* _TASK STATEMENT_
In the records below, find every line with the word "animation" and copy it.
[Opening DATA SHOWN section]
PR #581, opened 2024-05-31
Unreal: Standalone loader for animation

simonebarbieri:
## Changelog Description
Implemented a standalone loader for animation that do not require a layout to be loaded first.

## Additional info
Loader for Animation in Unreal is heavily based on the original solution using Blender and Unreal. Animation published from Maya doesn't have that layout json and so loading such animation will fail.


antirotor:
when https://github.com/ynput/ayon-core/pull/614 is merged, we need to reopen it in https://github.com/ynput/ayon-unreal

antirotor:
PR re-opened here https://github.com/ynput/ayon-unreal/pull/3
[Closing DATA SHOWN section]
* _REPLY_
Unreal: Standalone loader for animation
Implemented a standalone loader for animation that do not require a layout to be loaded first.
Loader for Animation in Unreal is heavily based on the original solution using Blender and Unreal. Animation published from Maya doesn't have that layout json and so loading such animation will fail.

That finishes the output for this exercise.